** Work order **
Below are the records; count how many of their lines hold the string "used" and give the number alone.

** Given records **
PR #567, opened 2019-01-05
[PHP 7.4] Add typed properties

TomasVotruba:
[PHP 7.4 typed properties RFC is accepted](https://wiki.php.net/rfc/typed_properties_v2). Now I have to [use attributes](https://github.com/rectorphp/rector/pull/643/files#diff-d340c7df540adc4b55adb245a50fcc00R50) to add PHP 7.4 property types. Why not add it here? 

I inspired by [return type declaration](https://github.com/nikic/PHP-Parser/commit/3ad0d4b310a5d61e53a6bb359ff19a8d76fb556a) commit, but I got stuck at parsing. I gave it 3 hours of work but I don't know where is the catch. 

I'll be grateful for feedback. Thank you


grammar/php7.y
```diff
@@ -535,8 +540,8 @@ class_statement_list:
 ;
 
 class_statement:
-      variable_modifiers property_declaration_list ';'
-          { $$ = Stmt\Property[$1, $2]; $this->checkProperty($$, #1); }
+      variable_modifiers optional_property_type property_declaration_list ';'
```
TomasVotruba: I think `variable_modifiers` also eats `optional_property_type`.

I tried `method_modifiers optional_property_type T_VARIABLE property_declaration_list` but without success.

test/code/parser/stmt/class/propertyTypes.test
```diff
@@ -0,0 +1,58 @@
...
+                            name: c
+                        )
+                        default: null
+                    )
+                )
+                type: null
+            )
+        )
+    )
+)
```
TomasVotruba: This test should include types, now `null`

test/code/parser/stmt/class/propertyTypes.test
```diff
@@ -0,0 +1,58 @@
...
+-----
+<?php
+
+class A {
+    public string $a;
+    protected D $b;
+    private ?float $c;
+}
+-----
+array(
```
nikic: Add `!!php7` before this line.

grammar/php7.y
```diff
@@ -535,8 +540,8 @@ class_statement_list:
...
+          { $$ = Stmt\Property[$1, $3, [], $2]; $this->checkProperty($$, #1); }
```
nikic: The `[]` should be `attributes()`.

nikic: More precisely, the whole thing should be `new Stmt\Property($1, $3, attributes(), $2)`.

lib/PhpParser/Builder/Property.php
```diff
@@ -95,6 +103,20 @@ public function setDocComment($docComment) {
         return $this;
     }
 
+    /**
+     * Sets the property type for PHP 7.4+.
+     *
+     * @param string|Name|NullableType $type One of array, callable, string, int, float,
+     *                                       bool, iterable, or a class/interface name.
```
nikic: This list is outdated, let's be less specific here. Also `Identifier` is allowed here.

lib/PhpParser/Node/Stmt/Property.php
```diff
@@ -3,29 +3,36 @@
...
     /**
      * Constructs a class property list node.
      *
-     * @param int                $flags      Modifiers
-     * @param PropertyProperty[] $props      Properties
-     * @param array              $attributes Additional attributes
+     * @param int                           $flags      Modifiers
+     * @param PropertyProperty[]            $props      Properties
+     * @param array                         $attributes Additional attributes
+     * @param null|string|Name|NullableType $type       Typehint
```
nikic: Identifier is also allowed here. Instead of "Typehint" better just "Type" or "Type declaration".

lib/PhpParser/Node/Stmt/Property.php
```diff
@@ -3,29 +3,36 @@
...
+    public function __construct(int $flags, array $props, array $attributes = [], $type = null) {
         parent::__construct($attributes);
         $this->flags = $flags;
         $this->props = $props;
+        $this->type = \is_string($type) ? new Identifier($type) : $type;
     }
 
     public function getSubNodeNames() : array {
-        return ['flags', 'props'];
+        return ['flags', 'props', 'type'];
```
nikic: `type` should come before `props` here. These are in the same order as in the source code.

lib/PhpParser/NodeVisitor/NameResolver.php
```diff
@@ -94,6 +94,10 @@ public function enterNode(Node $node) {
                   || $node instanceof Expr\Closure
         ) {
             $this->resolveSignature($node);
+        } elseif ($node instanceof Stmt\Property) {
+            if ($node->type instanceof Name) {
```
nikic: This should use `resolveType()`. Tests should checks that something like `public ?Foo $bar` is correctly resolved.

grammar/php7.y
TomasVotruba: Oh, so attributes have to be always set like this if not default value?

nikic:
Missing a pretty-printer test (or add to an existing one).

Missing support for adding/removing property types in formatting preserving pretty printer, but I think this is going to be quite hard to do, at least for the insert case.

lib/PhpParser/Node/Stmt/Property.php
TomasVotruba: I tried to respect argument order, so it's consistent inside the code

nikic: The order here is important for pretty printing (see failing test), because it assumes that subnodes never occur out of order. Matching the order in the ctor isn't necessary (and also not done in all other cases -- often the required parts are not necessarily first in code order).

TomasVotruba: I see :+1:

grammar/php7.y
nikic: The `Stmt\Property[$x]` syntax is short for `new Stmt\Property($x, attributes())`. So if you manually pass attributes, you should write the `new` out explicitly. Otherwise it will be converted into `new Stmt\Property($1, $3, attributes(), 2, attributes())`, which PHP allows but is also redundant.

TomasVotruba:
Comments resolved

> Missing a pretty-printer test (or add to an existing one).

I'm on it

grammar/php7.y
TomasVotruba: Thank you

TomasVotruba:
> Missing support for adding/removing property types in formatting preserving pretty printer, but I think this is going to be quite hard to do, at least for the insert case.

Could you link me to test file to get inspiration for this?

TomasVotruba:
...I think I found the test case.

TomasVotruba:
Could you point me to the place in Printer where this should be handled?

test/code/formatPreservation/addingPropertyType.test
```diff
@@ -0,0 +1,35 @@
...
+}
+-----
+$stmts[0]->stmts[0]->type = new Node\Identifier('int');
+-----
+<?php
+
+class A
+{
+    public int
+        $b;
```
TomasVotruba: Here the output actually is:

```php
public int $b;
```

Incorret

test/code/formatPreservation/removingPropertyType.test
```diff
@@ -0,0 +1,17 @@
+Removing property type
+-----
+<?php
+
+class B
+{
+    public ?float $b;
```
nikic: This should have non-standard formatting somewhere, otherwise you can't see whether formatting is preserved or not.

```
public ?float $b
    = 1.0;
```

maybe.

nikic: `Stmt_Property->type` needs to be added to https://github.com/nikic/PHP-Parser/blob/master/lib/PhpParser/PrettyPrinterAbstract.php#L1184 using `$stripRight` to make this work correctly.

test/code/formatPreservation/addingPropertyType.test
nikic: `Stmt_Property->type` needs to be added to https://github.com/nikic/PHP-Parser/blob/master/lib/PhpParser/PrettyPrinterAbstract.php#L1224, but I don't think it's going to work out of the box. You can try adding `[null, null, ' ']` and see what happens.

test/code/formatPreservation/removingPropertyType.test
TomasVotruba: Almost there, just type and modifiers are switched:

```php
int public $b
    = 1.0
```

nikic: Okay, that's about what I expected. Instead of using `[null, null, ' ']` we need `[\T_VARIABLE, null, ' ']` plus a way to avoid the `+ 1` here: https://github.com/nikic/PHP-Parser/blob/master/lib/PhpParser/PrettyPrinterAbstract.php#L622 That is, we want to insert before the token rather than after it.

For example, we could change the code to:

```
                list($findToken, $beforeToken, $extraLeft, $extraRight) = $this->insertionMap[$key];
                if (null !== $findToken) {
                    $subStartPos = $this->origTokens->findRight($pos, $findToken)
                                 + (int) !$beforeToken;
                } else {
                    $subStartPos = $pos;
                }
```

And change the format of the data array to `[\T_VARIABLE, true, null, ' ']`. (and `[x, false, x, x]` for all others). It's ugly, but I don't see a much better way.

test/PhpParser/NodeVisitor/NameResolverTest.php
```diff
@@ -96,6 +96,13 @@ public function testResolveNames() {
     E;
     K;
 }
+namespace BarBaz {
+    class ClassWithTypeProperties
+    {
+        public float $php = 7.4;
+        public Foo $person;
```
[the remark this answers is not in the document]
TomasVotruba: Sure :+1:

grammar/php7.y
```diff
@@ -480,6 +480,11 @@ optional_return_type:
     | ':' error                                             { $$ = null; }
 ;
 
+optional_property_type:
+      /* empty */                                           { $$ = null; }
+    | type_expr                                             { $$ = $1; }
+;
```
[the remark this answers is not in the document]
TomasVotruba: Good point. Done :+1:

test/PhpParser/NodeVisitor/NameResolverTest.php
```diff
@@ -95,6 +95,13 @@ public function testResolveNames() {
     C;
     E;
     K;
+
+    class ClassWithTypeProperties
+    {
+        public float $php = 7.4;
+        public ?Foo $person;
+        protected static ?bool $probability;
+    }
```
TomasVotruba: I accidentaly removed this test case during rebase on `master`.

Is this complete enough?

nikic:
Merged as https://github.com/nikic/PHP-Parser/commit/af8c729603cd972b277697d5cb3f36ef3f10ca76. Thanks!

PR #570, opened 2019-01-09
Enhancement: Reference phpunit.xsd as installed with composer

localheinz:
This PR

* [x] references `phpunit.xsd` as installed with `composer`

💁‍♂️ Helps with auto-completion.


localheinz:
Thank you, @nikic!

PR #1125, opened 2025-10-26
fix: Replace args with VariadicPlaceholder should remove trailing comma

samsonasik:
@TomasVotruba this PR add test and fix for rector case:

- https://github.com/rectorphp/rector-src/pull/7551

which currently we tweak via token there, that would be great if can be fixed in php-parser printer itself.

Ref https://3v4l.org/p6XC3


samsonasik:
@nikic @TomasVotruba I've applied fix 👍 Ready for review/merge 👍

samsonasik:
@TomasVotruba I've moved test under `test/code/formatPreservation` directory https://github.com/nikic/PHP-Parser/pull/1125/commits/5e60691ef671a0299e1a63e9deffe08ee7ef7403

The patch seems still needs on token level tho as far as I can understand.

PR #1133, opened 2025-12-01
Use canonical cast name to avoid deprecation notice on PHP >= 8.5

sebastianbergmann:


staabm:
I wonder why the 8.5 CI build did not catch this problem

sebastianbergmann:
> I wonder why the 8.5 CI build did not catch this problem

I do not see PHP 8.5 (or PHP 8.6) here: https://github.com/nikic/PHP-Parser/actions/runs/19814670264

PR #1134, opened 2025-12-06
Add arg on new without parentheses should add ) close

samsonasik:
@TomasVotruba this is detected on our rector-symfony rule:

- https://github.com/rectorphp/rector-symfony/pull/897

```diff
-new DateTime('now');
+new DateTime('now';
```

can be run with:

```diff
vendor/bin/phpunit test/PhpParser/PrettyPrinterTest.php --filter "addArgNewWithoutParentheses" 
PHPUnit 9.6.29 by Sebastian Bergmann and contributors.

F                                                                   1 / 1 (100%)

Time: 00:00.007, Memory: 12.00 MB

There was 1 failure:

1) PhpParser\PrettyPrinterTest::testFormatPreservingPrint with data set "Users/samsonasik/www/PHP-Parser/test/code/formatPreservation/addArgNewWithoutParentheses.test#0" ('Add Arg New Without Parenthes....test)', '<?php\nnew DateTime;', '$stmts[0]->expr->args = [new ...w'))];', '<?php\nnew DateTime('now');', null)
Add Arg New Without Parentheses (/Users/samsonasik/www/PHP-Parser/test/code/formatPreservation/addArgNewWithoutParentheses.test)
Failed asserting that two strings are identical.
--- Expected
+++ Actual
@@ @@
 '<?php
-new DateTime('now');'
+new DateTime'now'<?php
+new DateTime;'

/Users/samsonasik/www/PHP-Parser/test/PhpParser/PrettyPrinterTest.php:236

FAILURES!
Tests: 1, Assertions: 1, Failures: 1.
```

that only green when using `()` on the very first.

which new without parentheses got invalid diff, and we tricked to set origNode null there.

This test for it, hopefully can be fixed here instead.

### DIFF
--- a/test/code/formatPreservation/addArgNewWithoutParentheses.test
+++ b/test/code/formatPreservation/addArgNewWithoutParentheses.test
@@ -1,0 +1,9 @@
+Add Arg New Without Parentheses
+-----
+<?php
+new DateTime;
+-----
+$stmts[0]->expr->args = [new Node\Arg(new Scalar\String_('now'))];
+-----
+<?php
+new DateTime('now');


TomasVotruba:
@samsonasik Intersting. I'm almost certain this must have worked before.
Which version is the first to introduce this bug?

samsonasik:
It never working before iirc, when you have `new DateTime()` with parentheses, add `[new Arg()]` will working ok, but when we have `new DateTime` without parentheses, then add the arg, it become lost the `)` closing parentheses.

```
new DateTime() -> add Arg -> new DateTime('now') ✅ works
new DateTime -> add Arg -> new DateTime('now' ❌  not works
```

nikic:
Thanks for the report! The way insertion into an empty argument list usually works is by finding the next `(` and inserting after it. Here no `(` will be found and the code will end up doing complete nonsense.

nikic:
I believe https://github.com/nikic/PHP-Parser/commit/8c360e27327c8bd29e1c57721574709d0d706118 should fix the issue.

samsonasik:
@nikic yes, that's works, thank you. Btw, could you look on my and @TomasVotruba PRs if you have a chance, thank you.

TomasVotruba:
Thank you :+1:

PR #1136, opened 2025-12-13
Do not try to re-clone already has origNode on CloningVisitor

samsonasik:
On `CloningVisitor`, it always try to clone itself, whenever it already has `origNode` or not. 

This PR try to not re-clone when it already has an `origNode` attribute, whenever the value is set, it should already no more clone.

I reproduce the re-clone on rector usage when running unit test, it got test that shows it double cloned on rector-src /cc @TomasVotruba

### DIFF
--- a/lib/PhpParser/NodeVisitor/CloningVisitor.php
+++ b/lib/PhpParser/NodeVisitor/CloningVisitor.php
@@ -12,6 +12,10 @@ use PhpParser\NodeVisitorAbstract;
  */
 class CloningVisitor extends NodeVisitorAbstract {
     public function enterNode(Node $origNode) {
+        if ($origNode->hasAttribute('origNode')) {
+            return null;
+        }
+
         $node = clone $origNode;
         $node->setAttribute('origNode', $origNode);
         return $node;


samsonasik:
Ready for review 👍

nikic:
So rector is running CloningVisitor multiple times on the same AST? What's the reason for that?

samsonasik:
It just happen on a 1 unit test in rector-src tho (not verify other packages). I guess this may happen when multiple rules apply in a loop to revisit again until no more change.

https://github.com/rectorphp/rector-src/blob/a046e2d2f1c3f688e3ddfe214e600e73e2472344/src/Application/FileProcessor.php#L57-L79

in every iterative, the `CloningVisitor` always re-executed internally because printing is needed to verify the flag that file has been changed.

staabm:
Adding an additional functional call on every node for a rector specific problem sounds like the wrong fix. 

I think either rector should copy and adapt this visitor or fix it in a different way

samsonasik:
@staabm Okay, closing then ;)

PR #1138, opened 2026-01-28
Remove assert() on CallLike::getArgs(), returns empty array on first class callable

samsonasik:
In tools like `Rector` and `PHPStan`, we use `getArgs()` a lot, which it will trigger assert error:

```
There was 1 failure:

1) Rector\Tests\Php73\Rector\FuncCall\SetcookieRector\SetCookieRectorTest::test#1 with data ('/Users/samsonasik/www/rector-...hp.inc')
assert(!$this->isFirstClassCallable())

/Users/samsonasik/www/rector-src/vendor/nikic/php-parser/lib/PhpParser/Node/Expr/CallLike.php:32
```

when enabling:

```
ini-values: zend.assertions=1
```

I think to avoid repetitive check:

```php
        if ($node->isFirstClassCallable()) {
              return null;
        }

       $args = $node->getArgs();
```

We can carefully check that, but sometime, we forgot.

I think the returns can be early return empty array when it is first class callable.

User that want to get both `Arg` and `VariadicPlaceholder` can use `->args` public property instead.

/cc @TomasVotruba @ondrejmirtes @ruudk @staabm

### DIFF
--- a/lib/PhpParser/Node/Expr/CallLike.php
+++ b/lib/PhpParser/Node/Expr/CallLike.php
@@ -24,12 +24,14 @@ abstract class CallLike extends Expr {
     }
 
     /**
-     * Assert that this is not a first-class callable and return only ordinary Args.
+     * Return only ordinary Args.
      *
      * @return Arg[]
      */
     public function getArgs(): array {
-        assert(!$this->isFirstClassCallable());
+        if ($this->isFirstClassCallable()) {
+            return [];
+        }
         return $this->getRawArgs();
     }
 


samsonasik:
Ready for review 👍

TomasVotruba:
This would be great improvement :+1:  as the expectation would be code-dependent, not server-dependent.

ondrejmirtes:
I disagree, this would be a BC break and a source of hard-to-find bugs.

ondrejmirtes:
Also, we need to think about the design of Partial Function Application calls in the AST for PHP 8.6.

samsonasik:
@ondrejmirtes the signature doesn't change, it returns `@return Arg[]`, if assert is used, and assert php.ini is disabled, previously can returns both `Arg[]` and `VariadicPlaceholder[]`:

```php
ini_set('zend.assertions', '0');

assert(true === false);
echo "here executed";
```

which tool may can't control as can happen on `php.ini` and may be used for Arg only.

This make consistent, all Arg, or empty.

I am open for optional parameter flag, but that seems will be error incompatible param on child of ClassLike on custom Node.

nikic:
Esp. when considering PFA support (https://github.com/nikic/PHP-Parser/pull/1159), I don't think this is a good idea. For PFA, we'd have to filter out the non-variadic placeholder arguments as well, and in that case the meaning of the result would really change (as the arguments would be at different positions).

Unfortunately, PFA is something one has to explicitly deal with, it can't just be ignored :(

** Answer to this task **
2